Midnight tonight will be our last chance in 2007 and our first in 2008 to show that all the concern expressed about global warming this year has had some impact on our lives.
If you are here and you toast old and new with a California sparkling wine, you're doing good. If it's Champagne or Spumante or Cava or some other sparkling wine from Europe, shame on you.
This is the conclusion I'm drawing from an opinion piece that appeared in yesterday's New York Times. In the essay, wine blogger Tyler Colman urges New Yorkers to celebrate New Year's Eve with bubbly from the immediate area or Europe. He calculates that a bottle of sparkling wine making the trek by truck from California to New York or Connecticut is responsible for contributing 5.7 pounds of carbon dioxide to the atmosphere. By comparison, a bottle of Champagne from France adds only about three pounds of carbon dioxide to the atmosphere, he suggests. Somewhere in Ohio, he calculates, the traveling wines meet a break-even point, meaning that west of the Buckeye State wines from California have the "green" edge, while to the east the French have the advantage.

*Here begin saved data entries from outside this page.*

PR #827, opened 2026-08-19
test(pipeline): stabilize read-ahead backpressure assertion (#809)

### LINKED ISSUE #809: Flaky test: read_ahead_under_a_stalled_writer_shrinks_with_the_queue_memory_budget
### Summary

`test_pipeline_memory_backpressure::read_ahead_under_a_stalled_writer_shrinks_with_the_queue_memory_budget` (in `tests/integration/test_pipeline_memory_backpressure.rs`) is intermittently failing. It failed 1 of 3 local reps and has failed in CI, independent of any particular change (it reproduces on `main`).

### Symptom

```
read-ahead was 3169724 bytes under a 2097152-byte budget and 4578134 bytes under a 4194304-byte one; the gap is smaller than one tight budget, so the budget is not bounding the queues
```

The tight-budget arm is stable (~3169724 bytes across runs); the generous-budget arm varies with scheduler timing (observed 4578134 and 4929843 bytes). When the generous arm reads less far ahead, the tight-vs-generous gap dips below the assertion threshold:

```rust
assert!(
    generous.saturating_sub(tight) >= TEST_BUDGET_BYTES, // TEST_BUDGET_BYTES = 2 MiB
    ...
);
```

### Why it's flaky

The assertion requires the read-ahead gap between the two budgets to span at least one tight budget (2 MiB). How far the reader runs ahead of a stalled writer depends on scheduler timing and block boundaries, so the generous arm's read-ahead is not deterministic. On a slow/contended run it can land close enough to the tight arm that the gap falls under 2 MiB even though the budget IS bounding the queues.

### Suggested fix

Stabilize the discriminating assertion so it tolerates scheduler jitter without weakening what it proves, e.g.:
- average each arm's read-ahead over a few reps before comparing, or
- tie the required gap margin to the observed rep-to-rep variance rather than a fixed 2 MiB, or
- assert a proportional relationship (generous meaningfully exceeds tight) with a margin sized from measured spread.

### Notes

Surfaced while rebasing #772 onto `main`; the PR does not touch this test or the BAM pipeline code it exercises.

nh13:
Closes #809.

## Problem

`read_ahead_under_a_stalled_writer_shrinks_with_the_queue_memory_budget` compared a single read-ahead sample per budget arm. It still flakes on `main` — reproduced 1 failure in ~20 uncontended reps locally, and ~5% under CPU contention.

The failing shape is always the same: the generous (3 MiB) arm reads anomalously little and lands close to the tight (1 MiB) arm, so `generous - tight` dips under the `budget_difference / 2` threshold. Example failure: `tight = 1,145,011`, `generous = 1,585,185`, gap `440,174 < 1,048,576`.

## Root cause

The reader's budget-bounded stopping point is an *upper* bound it approaches from below, and the scheduler noise on it is one-sided and downward. If the reader is starved of CPU for a full second mid-read, `wait_for_consumption_to_settle` (which calls an arm settled after 4×250 ms of no observed progress) declares it settled at a *partial* read-ahead — well short of where the budget would actually stop it. The generous arm reads ~3× further than the tight arm, so it is far more exposed to that rare downward tail. Characterization confirmed both arms are well-separated and stable in the common case (tight ≈ 1.06–1.19 MB, generous ≈ 2.60–2.99 MB); the failure is a rare downward outlier on the generous arm, not the budget failing to bound the queues.

## Fix

Measure each arm's read-ahead as the **maximum over a few reps** instead of a single sample. The tail never lifts an arm above its true ceiling, so the maximum recovers that ceiling and is immune to it — without weakening what the test proves (the assertion, the sub-saturation budgets, and the `budget_difference / 2` margin are unchanged). Three reps drive the odds of every rep tailing at once low enough to be irrelevant while keeping the test cheap.

## Verification

- 40/40 passes under 2× CPU oversubscription (the contention that reproduced the tail), where a single-sample run failed ~5%.
- Full `test_pipeline_memory_backpressure` module green; `cargo ci-fmt` and `clippy --all-features --tests -D warnings` clean.
- Test-only change; no pipeline/production code touched.

Risk: command output changes: none; `unsafe` changes: none, so the `CLAUDE.md` allowlist is unchanged; memory bounds, queue capacity, or thread/backpressure policy changes: none.

The test now repeats each budget measurement three times and uses the maximum read-ahead value. This reduces scheduler-related false failures without weakening the existing assertion or budget settings. The nextest timeout for this slow test increases to four 60-second periods.

Verification passed 40/40 runs under 2× CPU oversubscription, the memory backpressure test module, formatting, and clippy.

### DIFF
--- a/.config/nextest.toml
+++ b/.config/nextest.toml
@@ -1,2 +1,13 @@
 [profile.default]
 slow-timeout = { period = "60s", terminate-after = 2 }
+
+# `read_ahead_under_a_stalled_writer_shrinks_with_the_queue_memory_budget` measures
+# each budget arm's read-ahead as the maximum over READ_AHEAD_REPS stalled-writer
+# runs (issue #809), so it spawns the stalled pipeline several times back to back,
+# each with its own settle wait. That is legitimately slow (~30s locally, and 2-3x
+# that under llvm-cov instrumentation plus CI's 2x CPU oversubscription), enough to
+# trip the default 120s (60s x 2) terminate-after. Give this one test a longer leash
+# rather than dropping reps and weakening the flake-suppression the maximum provides.
+[[profile.default.overrides]]
+filter = 'test(=test_pipeline_memory_backpressure::read_ahead_under_a_stalled_writer_shrinks_with_the_queue_memory_budget)'
+slow-timeout = { period = "60s", terminate-after = 4 }
--- a/tests/integration/test_pipeline_memory_backpressure.rs
+++ b/tests/integration/test_pipeline_memory_backpressure.rs
@@ -445,6 +445,19 @@ fn read_ahead_under_a_stalled_writer_shrinks_with_the_queue_memory_budget() {
     /// Read batch small enough that read-ahead tracks the byte budget instead of
     /// the ~1 MiB production batch quantum.
     const FINE_READ_BLOCKS: usize = 4;
+    /// Reps per arm whose maximum read-ahead is taken as that arm's measurement.
+    ///
+    /// The budget-bounded stopping point is an *upper* bound the reader
+    /// approaches from below, and the only scheduler noise on it is one-sided and
+    /// downward: if the reader is starved of CPU for a full second mid-read,
+    /// [`wait_for_consumption_to_settle`] can call the arm settled at a partial
+    /// read-ahead — well short of where the budget would actually stop it. That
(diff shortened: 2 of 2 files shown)


nh13:
@coderabbitai pause

nh13:
@coderabbitai review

His essay is brief - read it here - and he doesn't substantiate his figures, but this is the New York Times, after all, so there must be some substance there. And in the new year I suspect we will be able to learn more of Colman's reasoning. He's to publish a book with the intriguing title of "Wine Politics: How Governments, Environmentalists, Mobsters and Critics Influence the Wines We Drink."
In the meantime, I've got my bottles of sparkling wine on ice. I chose them before I read the Colman column. I'm feeling good both are from California.